The wolves waited until Gabriel stepped back onto the roof and then they grabbed him. His arms were forced behind his back, his wrists tied with a length of wire, and his eyes blindfolded with a torn shirt. When the Traveler could no longer defend himself, one of the wolves punched him in the throat. Gabriel fell onto the tar-paper roof and tried to roll up into a ball as the wolves began kicking him in the chest and stomach. He was blind and desperate, gasping for air.

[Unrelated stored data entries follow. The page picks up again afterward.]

PR #774, opened 2018-07-23
Restore blacklist functionality and ignore git and DataLad metadata.

### LINKED ISSUE #731: Datasets containing a git repo uploaded via cli/web lead to corrupt git repos
Uploads are not protected from writing to .git and .datalad directories, which allows the repo to become corrupted by overwriting files in those directories.

nellh:
Fixes #731 and some related issues when users attempt to upload git or datalad metadata as part of their dataset. Later we'll support some kind of push mechanism but for now we filter out these files.

### DIFF
--- a/packages/openneuro-server/datalad/dataset.js
+++ b/packages/openneuro-server/datalad/dataset.js
@@ -139,6 +139,9 @@ const fileUrl = (datasetId, path, filename) => {
   return url
 }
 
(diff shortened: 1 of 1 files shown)


olgn (approved):
looks splendid 

* any file/folder with a name that includes text from the blacklist is not uploaded.

PR #812, opened 2018-07-31
Re-enable production source maps by upgrading to Webpack 4

nellh:
We disabled source maps in production because of a babel-minify-webpack-plugin bug. Upgrading to webpack 4 we no longer need this plugin and source maps can be re-enabled to make debugging production issues easier.


nellh:
Started to enable hot module reloading too but there is some integration needed to get loadable-modules and webpack-hot-reload working together. Much closer to working than it was before v4.

PR #1111, opened 2019-04-30
add prominent dataset download button link

david-nishi:
Screen Shot 2019-04-30 at 16 18 37


nellh (changes requested):
The old button should be removed and the style of the new button does not match the design spec.

david-nishi:
@nell I talked with Kate about removing the old button and whether the new button styles should be consistent with the others or follow the design spec. Might be good to hash this out together @kate

ckrountree:
@DaNish808 we can remove the download icon.  The style of the new button should mimic the old look in terms of radius - for consistency, I think (@nellh  - thoughts?).   However, the size should remain equivalent to the design spec.

david-nishi:
Screen Shot 2019-05-02 at 10 27 25
Toolbar icon removed and style transitioned to new spec.

nellh (approved):

Issue #1127, opened 2019-05-16
Add "Open in BrainLife.io" button to dataset page


effigies:
[BrainLife](https://brainlife.io) is making a number of OpenNeuro datasets available for their users at https://brainlife.io/project/. For those datasets which are available, we'd like to add a "Open in BrainLife.io" button next to the "Download" button.

I've mocked up a button for DS000003:

<img width="663" alt="Screen Shot 2019-05-16 at 13 45 36" src="https://user-images.githubusercontent.com/83442/57878638-74f76880-77e8-11e9-8db4-d906434f9448.png">

I did this by duplicating the download button, adding `margin-right: 1em` to the button CSS, and adding `display: flex` to the containing' `<div>`'s CSS.

The target URL for ds00ABCD would be https://brainlife.io/openneuro/ds00ABCD.

BrainLife is not automatically indexing all OpenNeuro datasets, so we'll need some way to periodically poll which are available.

cc @soichih

franklin-feingold:
Looks good!

@soichih - when you add openneuro datasets to brainlife (which looks great!) would it be possible to be notified or have a weekly/biweekly summary of additions so the updates can be better documented and tracked for everyone?

soichih:
@franklin-feingold Thanks! Yes, I can store and publish the information somewhere. Do you have any suggestion on format/location? 

Since I simply *link* to openneuro datasets, I can technically just import *all* datasets.. but for now I am only crawling datasets with >30 downloads to keep the list of openeuro datasets short-ish. The importing is triggered by cron right now and I can run it as often as necessary. In the near future, however, I am planning to import openneuro datasets on-demand - triggered by user wanting to access it. In a sense, you can just assume that all openneuro datasets are imported on brainlife.

For the "Open in brainlife.io" button, would it be better to call it "Analyze on brainlife.io" instead? Also, since most openneuro users won't know what brainlife is, is there any way to add a small text explaining what brainlife is? I think you could show something like..

(Analyze on brainlife.io)  * brainlife.io can run various data processing tools such as fmriprep, freesurfer, mrtrix and many other apps to analyze and visualize your data.

franklin-feingold:
Thank you! @ckrountree is there a format/place that would work best for you for tracking and documenting? 

I think that is a good plan to move toward full support.

+1 for "Analyze on brainlife.io" and small text explaining what brainlife is

ckrountree:
[...]

PR #1140, opened 2019-05-27
Brainlife button #1127

david-nishi:
#1127 
Check for dataset in Brainlife in dataset GraphQL query and present a link "Analyze on brainlife.io" next to Download Link if extant.


packages/openneuro-server/graphql/resolvers/dataset.js
```diff
@@ -9,11 +9,25 @@ import { permissions } from './permissions.js'
...
+    return false
+  }
+}
+
+export const dataset = async (obj, { id }, { user, userInfo }) => {
+  const dataset = await checkDatasetRead(id, user, userInfo).then(() =>
+    datalad.getDataset(id),
+  )
+  dataset.onBrainlife = await checkBrainlife(id)
+  return dataset
```
nellh: This forces queries which do not request onBrianlife to wait for the field to resolve and could lead to the field not being populated in some cases. Especially since this is an external service, we want it to only block queries which request it.

If you look at the end of this file, there's an object which defines the map of resolvers. You should just add a property onBrainlife which maps to the checkBrainLife function to fix this.

nellh (changes requested):

PR #1146, opened 2019-06-12
Add Kubernetes support and Helm template (chart)

nellh:
This adds a deployment chart for Helm 3 which can be used to deploy OpenNeuro on AWS EKS. A few changes would be needed to deploy on any Kubernetes cluster, this version depends on the ALB load balancer and EFS. This chart should be pretty easy to extend to support other load balancers and NFS.

@DaNish808 Can you help test this for regressions on docker-compose? There's several new options in config.env (documented in config.env.example) but otherwise the docker-compose setup should be unchanged. This also depends on the latest container image for datalad-service (3.1.5-19) so make sure you have that version to test.

@rwblair I'd love some feedback on the [README](https://github.com/OpenNeuroOrg/openneuro/blob/e57614fee24ffa40cf69add44b772c223f74f43c/helm/README.md)


david-nishi (approved):
Site functionality looks good and logs are clean.

rwblair:
README looks good, everything made sense and the glossary is much appreciated. That being said I have not executed the commands myself to verify they work. I'll try this sometime next week.

PR #1157, opened 2019-07-01
1133 generic error boundary

david-nishi:
Added error boundaries above dashboard dataset tab, dataset page, comments, validator, and editable fields to catch errors and prompt user with prepopulated freshdesk widget in modal. Error message is also presented in place of component with error.

### DIFF
--- a/packages/openneuro-app/src/scripts/datalad/fragments/freshdesk-widget.jsx
+++ b/packages/openneuro-app/src/scripts/datalad/fragments/freshdesk-widget.jsx
@@ -4,7 +4,7 @@ import config from '../../../../config'
 
 const prepopulatedFieldsQuery = prepopulatedFields => {
   const fieldQueries = Object.entries(prepopulatedFields)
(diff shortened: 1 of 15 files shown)


packages/openneuro-app/src/scripts/datalad/fragments/freshdesk-widget.jsx
```diff
@@ -0,0 +1,49 @@
+import React from 'react'
+import { getProfile } from '../../authentication/profile'
+import config from '../../../../config'
+
+const prepopulatedFieldsQuery = prepopulatedFields => {
+  const fieldQueries = Object.entries(prepopulatedFields)
+    .filter(([_, value]) => value)
```
nellh: I believe you can fix the linting error here with:

```
.filter(([, value]) => value)
```

nellh (changes requested):
This looks great, just needs a linting fix to merge.

Issue #1147, opened 2019-06-18
Add redirect dataset page to most recent snapshot


franklin-feingold:
when using the dataset url: (i.e. https://openneuro.org/datasets/ds001980) redirect to the latest snapshot (https://openneuro.org/datasets/ds001980/versions/1.0.1). This will redirect to the latest snapshot unless a specific version is given (i.e. https://openneuro.org/datasets/ds001980/versions/1.0.0)

nellh:
This redirect exists for users who do not have access to the draft page. I
believe there is an existing bug for an issue where you are taken to the
oldest snapshot instead of the newest one though.

effigies:
I think it makes sense to ensure that users with write access to the dataset still land on the draft page.

franklin-feingold:
Thank you for your messages. That makes sense, I found some that follow that behavior some that may be good to document that this is not the case: 
Document of some datasets that do not direct to latest snapshot:
[1978](https://openneuro.org/datasets/ds001978/versions/1.0.0)
[1984](https://openneuro.org/datasets/ds001984/versions/1.0.0)
[1972](https://openneuro.org/datasets/ds001972/versions/1.0.0)
[1299](https://openneuro.org/datasets/ds001299/versions/00001) - this one may be different issues from https://github.com/OpenNeuroOrg/openneuro/issues/1145
[1919](https://openneuro.org/datasets/ds001919/versions/1.0.0)

PR #1166, opened 2019-07-03
1147 redirect latest snapshot

david-nishi:
#1147
navigation to /datasets/dataset-id redirects to latest snapshot when user is not logged in or does not have edit privileges on dataset
only show readme edit button to users with edit privileges
fix regression: only show drafts to users with edit privileges


david-nishi:
reopen with branch on main repo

Someone swung a club at the base of his spine, and a wave of pain surged through every part of his body. Gabriel heard voices talking about the school. Take him to the school . Hands pulled him to his feet and dragged him down the marble staircase. Out on the street, he kept stumbling and tripping over chunks of rubble. He tried to remember where they were going. Left turn. Right turn. Stop. But the pain made it difficult to think. Finally, he was guided up another staircase and taken into a room with a smooth tile floor. The electric cord was untied and replaced with handcuffs. A shackle was fastened around his neck, and he was chained to a steel ring bolted into the floor.
The Traveler’s body was sore, and he could feel dry blood on his face and hands. Images of the river, the shattered bridge, the gas flares burning among the ruined buildings overwhelmed his thoughts. After a while he fell into an uneasy sleep, waking up with a start when he heard the clang of the door swinging open. Hands pulled off his blindfold and he found himself looking at the black man wearing the white lab coat and the man with the braided blond hair. “You can’t get out of this building,” the blond man told him. “You got no life-unless we give it back to you.”
As the wolves took off his shackles, Gabriel glanced around the room. He saw a teacher’s desk and an old-fashioned blackboard. A cardboard alphabet had been fastened to the wall, but some of the faded green letters dangled upside down, held by one last remaining pin.
“You’re coming with us,” the black man said. “The commissioner wants to meet you.”
Holding Gabriel’s arms, the two wolves pulled him into the hallway. The three-story building had brick walls and small windows covered with shutters. During some stage of the endless fighting, the wolves had converted the school into a fort, dormitory, storage house, and prison. Who was the commissioner? Gabriel wondered. He had to be bigger and stronger and even more vicious than the men who swaggered down the hallway with clubs and knives hanging from their belts.
They turned a corner, passed through some swinging doors, and stepped into a large room that had once been the school’s auditorium. Curving rows of wooden seats faced a stage. A steel pipe ran across the stage and fed gas into an L-shaped fixture that burned with a bright flame. Two benches were placed near the back wall; the wolves sat there like petitioners outside the door of a king.
At the center of the stage was a large table stacked with manila folders and black ledger books. The man sitting behind the table wore a dark blue business suit, a white shirt, and a red bow tie. He was thin and bald and his face radiated self-righteousness. Even from a distance, Gabriel felt like this man knew all the regulations and he was prepared to enforce them in every possible way. There would be no negotiations or concessions. Everyone was guilty-and they would be punished.
Gabriel’s two guards stopped halfway down the aisle and waited for the commissioner to conclude his interview with a large man who was holding a gunnysack wet with blood. One of the commissioner’s assistants counted the objects inside the sack and then whispered a number.
“Very good.” The commissioner’s voice was strong and purposeful. “You may receive your food allocation.”